§ Aim of the task:
Check each line of the entries below for the string "separate"; copy every line where it appears.
━━ Dataset entries ━━
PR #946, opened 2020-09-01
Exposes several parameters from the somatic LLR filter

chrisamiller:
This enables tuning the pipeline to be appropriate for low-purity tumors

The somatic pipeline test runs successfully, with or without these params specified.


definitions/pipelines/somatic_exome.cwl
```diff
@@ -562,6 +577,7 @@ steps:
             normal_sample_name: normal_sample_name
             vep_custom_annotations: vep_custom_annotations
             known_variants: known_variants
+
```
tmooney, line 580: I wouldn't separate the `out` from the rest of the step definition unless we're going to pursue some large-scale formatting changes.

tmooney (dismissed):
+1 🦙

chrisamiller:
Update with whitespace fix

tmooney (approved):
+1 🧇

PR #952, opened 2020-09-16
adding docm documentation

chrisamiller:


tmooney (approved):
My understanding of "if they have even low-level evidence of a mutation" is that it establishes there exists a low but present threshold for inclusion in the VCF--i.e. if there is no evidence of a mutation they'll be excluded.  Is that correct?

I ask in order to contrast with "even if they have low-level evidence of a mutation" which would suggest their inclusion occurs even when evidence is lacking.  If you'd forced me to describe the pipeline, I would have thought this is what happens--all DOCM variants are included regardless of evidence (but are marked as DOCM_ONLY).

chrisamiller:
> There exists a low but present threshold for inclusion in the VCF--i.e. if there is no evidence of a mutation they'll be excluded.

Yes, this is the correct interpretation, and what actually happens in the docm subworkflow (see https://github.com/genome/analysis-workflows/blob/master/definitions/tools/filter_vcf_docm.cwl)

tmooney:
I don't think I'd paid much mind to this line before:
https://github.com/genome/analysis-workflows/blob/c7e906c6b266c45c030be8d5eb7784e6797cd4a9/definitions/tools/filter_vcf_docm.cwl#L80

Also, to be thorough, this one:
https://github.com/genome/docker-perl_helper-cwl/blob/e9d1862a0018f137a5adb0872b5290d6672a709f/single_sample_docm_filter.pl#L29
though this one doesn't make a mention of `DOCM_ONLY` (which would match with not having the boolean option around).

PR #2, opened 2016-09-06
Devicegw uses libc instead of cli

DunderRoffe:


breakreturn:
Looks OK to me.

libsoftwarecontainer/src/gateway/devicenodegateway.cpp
━━━
━━ Dataset entries ━━
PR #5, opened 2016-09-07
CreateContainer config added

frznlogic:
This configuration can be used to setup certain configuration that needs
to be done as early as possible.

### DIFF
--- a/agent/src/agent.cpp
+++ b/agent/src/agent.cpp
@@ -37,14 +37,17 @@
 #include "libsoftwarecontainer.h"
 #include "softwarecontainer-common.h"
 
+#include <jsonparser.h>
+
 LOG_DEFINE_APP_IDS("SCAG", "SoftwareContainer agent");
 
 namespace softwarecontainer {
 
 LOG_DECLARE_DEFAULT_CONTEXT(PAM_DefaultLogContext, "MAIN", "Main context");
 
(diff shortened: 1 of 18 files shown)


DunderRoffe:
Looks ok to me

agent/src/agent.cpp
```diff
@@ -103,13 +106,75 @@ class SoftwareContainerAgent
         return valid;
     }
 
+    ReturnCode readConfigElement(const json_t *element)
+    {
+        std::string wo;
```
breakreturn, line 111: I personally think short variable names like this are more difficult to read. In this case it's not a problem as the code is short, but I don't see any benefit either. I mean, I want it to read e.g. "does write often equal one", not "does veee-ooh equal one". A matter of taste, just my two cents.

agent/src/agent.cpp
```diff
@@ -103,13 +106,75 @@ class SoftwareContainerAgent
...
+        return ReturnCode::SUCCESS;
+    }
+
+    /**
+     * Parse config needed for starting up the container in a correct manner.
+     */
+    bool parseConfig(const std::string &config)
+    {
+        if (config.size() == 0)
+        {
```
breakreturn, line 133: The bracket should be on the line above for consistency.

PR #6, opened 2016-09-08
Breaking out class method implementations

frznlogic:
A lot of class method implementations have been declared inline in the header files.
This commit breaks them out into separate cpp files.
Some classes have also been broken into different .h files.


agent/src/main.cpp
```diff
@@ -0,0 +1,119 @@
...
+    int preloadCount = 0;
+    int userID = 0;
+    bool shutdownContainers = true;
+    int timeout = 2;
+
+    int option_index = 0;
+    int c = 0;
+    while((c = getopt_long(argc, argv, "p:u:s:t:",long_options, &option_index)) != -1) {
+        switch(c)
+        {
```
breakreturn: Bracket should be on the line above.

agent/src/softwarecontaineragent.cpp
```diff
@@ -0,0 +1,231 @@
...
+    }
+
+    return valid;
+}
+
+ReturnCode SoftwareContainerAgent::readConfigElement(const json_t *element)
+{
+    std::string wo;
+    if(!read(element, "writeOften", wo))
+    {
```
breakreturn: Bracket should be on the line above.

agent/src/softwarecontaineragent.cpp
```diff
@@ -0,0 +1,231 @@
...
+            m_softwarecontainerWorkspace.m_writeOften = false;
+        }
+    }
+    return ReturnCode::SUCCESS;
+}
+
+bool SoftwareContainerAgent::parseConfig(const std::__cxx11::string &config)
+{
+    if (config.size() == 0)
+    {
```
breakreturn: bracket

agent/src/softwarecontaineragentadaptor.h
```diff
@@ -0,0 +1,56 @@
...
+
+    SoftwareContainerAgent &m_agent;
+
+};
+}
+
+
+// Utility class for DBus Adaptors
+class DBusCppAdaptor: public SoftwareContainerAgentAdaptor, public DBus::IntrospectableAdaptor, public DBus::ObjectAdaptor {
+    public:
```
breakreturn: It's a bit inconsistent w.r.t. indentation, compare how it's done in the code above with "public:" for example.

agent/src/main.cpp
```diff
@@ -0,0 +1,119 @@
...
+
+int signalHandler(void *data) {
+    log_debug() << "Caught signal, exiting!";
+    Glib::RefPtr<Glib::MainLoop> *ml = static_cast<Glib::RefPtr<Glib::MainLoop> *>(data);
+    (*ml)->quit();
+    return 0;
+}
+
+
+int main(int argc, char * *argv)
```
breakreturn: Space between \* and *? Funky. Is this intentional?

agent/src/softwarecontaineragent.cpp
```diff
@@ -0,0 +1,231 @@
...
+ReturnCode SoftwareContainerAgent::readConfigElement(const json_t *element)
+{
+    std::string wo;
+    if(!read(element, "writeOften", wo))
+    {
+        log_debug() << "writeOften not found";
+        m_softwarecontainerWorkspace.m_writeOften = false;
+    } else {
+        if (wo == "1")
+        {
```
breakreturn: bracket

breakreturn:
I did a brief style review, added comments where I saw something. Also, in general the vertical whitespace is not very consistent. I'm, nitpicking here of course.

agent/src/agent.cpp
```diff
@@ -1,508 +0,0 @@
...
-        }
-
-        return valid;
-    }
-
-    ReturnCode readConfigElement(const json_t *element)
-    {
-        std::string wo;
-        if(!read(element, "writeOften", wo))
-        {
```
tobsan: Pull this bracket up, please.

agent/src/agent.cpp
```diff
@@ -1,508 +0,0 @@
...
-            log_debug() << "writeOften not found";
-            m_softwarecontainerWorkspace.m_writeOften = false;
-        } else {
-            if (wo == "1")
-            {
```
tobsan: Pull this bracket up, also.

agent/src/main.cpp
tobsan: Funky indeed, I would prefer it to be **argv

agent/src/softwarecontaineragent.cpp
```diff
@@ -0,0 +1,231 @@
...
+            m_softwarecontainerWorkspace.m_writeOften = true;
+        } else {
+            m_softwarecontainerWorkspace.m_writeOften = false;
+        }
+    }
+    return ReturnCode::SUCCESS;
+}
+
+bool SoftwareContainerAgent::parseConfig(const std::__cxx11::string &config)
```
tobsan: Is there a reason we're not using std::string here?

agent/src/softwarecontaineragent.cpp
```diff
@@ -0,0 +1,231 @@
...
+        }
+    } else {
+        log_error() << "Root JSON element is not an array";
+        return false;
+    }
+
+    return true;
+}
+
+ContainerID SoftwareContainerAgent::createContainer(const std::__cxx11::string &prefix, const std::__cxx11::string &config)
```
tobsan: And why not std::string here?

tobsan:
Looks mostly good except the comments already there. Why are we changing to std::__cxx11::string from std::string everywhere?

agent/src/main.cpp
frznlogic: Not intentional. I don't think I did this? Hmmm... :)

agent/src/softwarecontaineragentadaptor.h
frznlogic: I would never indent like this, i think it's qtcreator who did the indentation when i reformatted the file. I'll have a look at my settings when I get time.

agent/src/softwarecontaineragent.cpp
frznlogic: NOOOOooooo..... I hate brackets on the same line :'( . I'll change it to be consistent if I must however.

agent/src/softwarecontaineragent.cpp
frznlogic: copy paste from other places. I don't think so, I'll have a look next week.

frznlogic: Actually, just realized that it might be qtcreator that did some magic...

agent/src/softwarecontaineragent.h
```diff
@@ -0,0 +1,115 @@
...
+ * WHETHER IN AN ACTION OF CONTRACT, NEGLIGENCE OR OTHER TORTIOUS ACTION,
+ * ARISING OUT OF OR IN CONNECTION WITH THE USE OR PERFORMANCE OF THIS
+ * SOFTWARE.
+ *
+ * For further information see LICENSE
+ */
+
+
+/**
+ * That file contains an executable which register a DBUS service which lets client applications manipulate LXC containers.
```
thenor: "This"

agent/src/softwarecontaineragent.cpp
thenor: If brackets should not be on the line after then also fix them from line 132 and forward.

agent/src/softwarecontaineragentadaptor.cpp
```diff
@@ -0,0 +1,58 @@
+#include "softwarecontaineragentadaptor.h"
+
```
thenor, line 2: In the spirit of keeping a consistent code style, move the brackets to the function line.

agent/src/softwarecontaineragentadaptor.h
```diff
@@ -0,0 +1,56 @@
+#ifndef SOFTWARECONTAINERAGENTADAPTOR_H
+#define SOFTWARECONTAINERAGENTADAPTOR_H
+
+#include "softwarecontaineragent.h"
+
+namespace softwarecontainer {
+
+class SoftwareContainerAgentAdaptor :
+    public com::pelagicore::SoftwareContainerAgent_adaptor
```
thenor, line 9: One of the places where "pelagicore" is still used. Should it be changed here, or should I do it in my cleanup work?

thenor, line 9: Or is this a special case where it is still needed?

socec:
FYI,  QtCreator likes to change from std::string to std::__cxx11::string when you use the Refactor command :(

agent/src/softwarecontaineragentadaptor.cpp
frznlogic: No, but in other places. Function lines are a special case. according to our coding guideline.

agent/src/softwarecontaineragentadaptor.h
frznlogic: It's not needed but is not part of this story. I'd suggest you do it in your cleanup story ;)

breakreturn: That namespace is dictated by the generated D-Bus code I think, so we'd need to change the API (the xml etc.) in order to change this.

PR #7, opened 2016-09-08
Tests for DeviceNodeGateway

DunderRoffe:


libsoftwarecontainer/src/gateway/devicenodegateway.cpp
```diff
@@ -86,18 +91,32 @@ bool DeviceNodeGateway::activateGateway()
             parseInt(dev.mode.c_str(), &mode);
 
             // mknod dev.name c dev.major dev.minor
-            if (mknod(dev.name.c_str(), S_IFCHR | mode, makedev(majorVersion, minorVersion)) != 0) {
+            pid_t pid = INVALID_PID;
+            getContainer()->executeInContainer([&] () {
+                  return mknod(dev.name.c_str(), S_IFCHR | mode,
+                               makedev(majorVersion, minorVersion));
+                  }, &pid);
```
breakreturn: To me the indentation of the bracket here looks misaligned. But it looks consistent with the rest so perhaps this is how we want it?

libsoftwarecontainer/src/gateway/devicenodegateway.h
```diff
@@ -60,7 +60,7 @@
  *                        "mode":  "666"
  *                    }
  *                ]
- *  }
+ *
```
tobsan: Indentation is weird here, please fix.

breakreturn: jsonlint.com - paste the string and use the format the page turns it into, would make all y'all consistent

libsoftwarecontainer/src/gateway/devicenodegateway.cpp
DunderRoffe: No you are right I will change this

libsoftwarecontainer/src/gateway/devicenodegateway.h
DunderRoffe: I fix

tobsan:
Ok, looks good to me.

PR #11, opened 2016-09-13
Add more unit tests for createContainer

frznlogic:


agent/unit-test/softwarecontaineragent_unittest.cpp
━━━
§ Task result:
tmooney, line 580: I wouldn't separate the `out` from the rest of the step definition unless we're going to pursue some large-scale formatting changes.
This commit breaks them out into separate cpp files.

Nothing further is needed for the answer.